### Problem to solve
Reproduce the records exactly.

BEGIN Data supplied

PR #228, opened 2018-11-20
Feature: dynamic timeouts

screamerbg:
This minimalistic PR adds support to dynamically sett/adjust a test timeout via DUT messages `{{__timeout_set,int}}`, `{{__timeout_adjust,int}}`.

The is particularly useful when a device is making a download (say firmware update), where the speed might dynamically change based on various conditions. With this feature, the DUT might notify the host that it's alive and running, just slower than expected.

A typical usecase would be a unified IP connectivity test, where the time to complete over Ethernet and Wifi would be significantly faster than 2G/3G, let alone NBIoT/CAT-M1.

As discussed with @bridadan

### DIFF
--- a/mbed_host_tests/host_tests_runner/host_test_default.py
+++ b/mbed_host_tests/host_tests_runner/host_test_default.py
@@ -437,7 +437,7 @@ class DefaultTestSelector(DefaultTestSelectorBase):
                         # Dynamic timeout set
                         timeout_duration = int(value) # New timeout
                         self.logger.prn_inf("setting timeout to: %d sec"% int(value))
-                    elif key == '__timeout_adj':
+                    elif key == '__timeout_adjust':
                         # Dynamic timeout adjust
                         timeout_duration = timeout_duration + int(value) # adjust time
                         self.logger.prn_inf("adjusting timeout with %d sec (now %d)" % (int(value), timeout_duration))
--- a/mbed_host_tests/host_tests_runner/host_test_default.py
+++ b/mbed_host_tests/host_tests_runner/host_test_default.py
@@ -433,6 +433,14 @@ class DefaultTestSelector(DefaultTestSelectorBase):
                         self.logger.prn_inf("%s received"% (key))
                         callbacks__exit_event_queue = True
                         break
+                    elif key == '__timeout_set':
+                        # Dynamic timeout set
+                        timeout_duration = int(value) # New timeout
+                        self.logger.prn_inf("setting timeout to: %d sec"% int(value))
+                    elif key == '__timeout_adj':
+                        # Dynamic timeout adjust
+                        timeout_duration = timeout_duration + int(value) # adjust time
+                        self.logger.prn_inf("adjusting timeout with %d sec (now %d)" % (int(value), timeout_duration))
                     elif key in callbacks:
                         # Handle callback
                         callbacks[key](key, value, timestamp)


theotherjimmy:
@screamerbg Thanks for the PR. Do you need this in a release of htrun soon?

screamerbg:
@theotherjimmy Yes please (if possible).

Here's an example usage - https://github.com/ARMmbed/simple-mbed-cloud-client/pull/49/commits/6cb6566c550c590498b8e32b1d504629006e4b90#diff-82f388e30987a4563c237f17ccb185dbR66

mbed_host_tests/host_tests_runner/host_test_default.py
```diff
@@ -433,6 +433,14 @@ def process_code_coverage(key, value, timestamp):
                         self.logger.prn_inf("%s received"% (key))
                         callbacks__exit_event_queue = True
                         break
+                    elif key == '__timeout_set':
```
bridadan: The beginning of the test (the "preamble" as its referred to at the top of this file) sets the timeout of the test with the `__timeout` key. I'd say go ahead and reuse that key instead of making a new one, unless you have any objections.

mbed_host_tests/host_tests_runner/host_test_default.py
```diff
@@ -433,6 +433,14 @@ def process_code_coverage(key, value, timestamp):
...
+                        # Dynamic timeout set
+                        timeout_duration = int(value) # New timeout
+                        self.logger.prn_inf("setting timeout to: %d sec"% int(value))
+                    elif key == '__timeout_adj':
```
bridadan: I tend to stay away from abbreviations if the full word is reasonably small. In this case `__timeout_adjust` is just three more characters. Would you mind "adjusting" (heh, couldn't resist 😄) this key?

mbed_host_tests/host_tests_runner/host_test_default.py
screamerbg: The `__timeout` key at "preamble" stage also sets the global timer to 0 and timeout duration. The behavior of `__timer_set` only sets the timeout duration, but doesn't change the global timer (e.g. time elapsed). I'd prefer not to confuse these two different behaviors.

mbed_host_tests/host_tests_runner/host_test_default.py
screamerbg: Sure.

mbed_host_tests/host_tests_runner/host_test_default.py
bridadan: That's a very good point, thanks very much for clarifying 😄

screamerbg:
Bump @cmonr @theotherjimmy

mbed_host_tests/host_tests_runner/host_test_default.py
```diff
@@ -433,6 +433,14 @@ def process_code_coverage(key, value, timestamp):
                         self.logger.prn_inf("%s received"% (key))
                         callbacks__exit_event_queue = True
                         break
+                    elif key == '__timeout_set':
+                        # Dynamic timeout set
+                        timeout_duration = int(value) # New timeout
+                        self.logger.prn_inf("setting timeout to: %d sec"% int(value))
+                    elif key == '__timeout_adjust':
+                        # Dynamic timeout adjust
+                        timeout_duration = timeout_duration + int(value) # adjust time
```
cmonr: I was about to ask "what's the difference between `adjust` and `set`, but this was simple enough :)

END Data supplied

### Your solution
PR #228, opened 2018-11-20
Feature: dynamic timeouts

screamerbg:
This minimalistic PR adds support to dynamically sett/adjust a test timeout via DUT messages `{{__timeout_set,int}}`, `{{__timeout_adjust,int}}`.

The is particularly useful when a device is making a download (say firmware update), where the speed might dynamically change based on various conditions. With this feature, the DUT might notify the host that it's alive and running, just slower than expected.

A typical usecase would be a unified IP connectivity test, where the time to complete over Ethernet and Wifi would be significantly faster than 2G/3G, let alone NBIoT/CAT-M1.

As discussed with @bridadan

### DIFF
--- a/mbed_host_tests/host_tests_runner/host_test_default.py
+++ b/mbed_host_tests/host_tests_runner/host_test_default.py
@@ -437,7 +437,7 @@ class DefaultTestSelector(DefaultTestSelectorBase):
                         # Dynamic timeout set
                         timeout_duration = int(value) # New timeout
                         self.logger.prn_inf("setting timeout to: %d sec"% int(value))
-                    elif key == '__timeout_adj':
+                    elif key == '__timeout_adjust':
                         # Dynamic timeout adjust
                         timeout_duration = timeout_duration + int(value) # adjust time
                         self.logger.prn_inf("adjusting timeout with %d sec (now %d)" % (int(value), timeout_duration))
--- a/mbed_host_tests/host_tests_runner/host_test_default.py
+++ b/mbed_host_tests/host_tests_runner/host_test_default.py
@@ -433,6 +433,14 @@ class DefaultTestSelector(DefaultTestSelectorBase):
                         self.logger.prn_inf("%s received"% (key))
                         callbacks__exit_event_queue = True
                         break
+                    elif key == '__timeout_set':
+                        # Dynamic timeout set
+                        timeout_duration = int(value) # New timeout
+                        self.logger.prn_inf("setting timeout to: %d sec"% int(value))
+                    elif key == '__timeout_adj':
+                        # Dynamic timeout adjust
+                        timeout_duration = timeout_duration + int(value) # adjust time
+                        self.logger.prn_inf("adjusting timeout with %d sec (now %d)" % (int(value), timeout_duration))
                     elif key in callbacks:
                         # Handle callback
                         callbacks[key](key, value, timestamp)


theotherjimmy:
@screamerbg Thanks for the PR. Do you need this in a release of htrun soon?

screamerbg:
@theotherjimmy Yes please (if possible).

Here's an example usage - https://github.com/ARMmbed/simple-mbed-cloud-client/pull/49/commits/6cb6566c550c590498b8e32b1d504629006e4b90#diff-82f388e30987a4563c237f17ccb185dbR66

mbed_host_tests/host_tests_runner/host_test_default.py
```diff
@@ -433,6 +433,14 @@ def process_code_coverage(key, value, timestamp):
                         self.logger.prn_inf("%s received"% (key))
                         callbacks__exit_event_queue = True
                         break
+                    elif key == '__timeout_set':
```
bridadan: The beginning of the test (the "preamble" as its referred to at the top of this file) sets the timeout of the test with the `__timeout` key. I'd say go ahead and reuse that key instead of making a new one, unless you have any objections.

mbed_host_tests/host_tests_runner/host_test_default.py
```diff
@@ -433,6 +433,14 @@ def process_code_coverage(key, value, timestamp):
...
+                        # Dynamic timeout set
+                        timeout_duration = int(value) # New timeout
+                        self.logger.prn_inf("setting timeout to: %d sec"% int(value))
+                    elif key == '__timeout_adj':
```
bridadan: I tend to stay away from abbreviations if the full word is reasonably small. In this case `__timeout_adjust` is just three more characters. Would you mind "adjusting" (heh, couldn't resist 😄) this key?

mbed_host_tests/host_tests_runner/host_test_default.py
screamerbg: The `__timeout` key at "preamble" stage also sets the global timer to 0 and timeout duration. The behavior of `__timer_set` only sets the timeout duration, but doesn't change the global timer (e.g. time elapsed). I'd prefer not to confuse these two different behaviors.

mbed_host_tests/host_tests_runner/host_test_default.py
screamerbg: Sure.

mbed_host_tests/host_tests_runner/host_test_default.py
bridadan: That's a very good point, thanks very much for clarifying 😄

screamerbg:
Bump @cmonr @theotherjimmy

mbed_host_tests/host_tests_runner/host_test_default.py
```diff
@@ -433,6 +433,14 @@ def process_code_coverage(key, value, timestamp):
                         self.logger.prn_inf("%s received"% (key))
                         callbacks__exit_event_queue = True
                         break
+                    elif key == '__timeout_set':
+                        # Dynamic timeout set
+                        timeout_duration = int(value) # New timeout
+                        self.logger.prn_inf("setting timeout to: %d sec"% int(value))
+                    elif key == '__timeout_adjust':
+                        # Dynamic timeout adjust
+                        timeout_duration = timeout_duration + int(value) # adjust time
```
cmonr: I was about to ask "what's the difference between `adjust` and `set`, but this was simple enough :)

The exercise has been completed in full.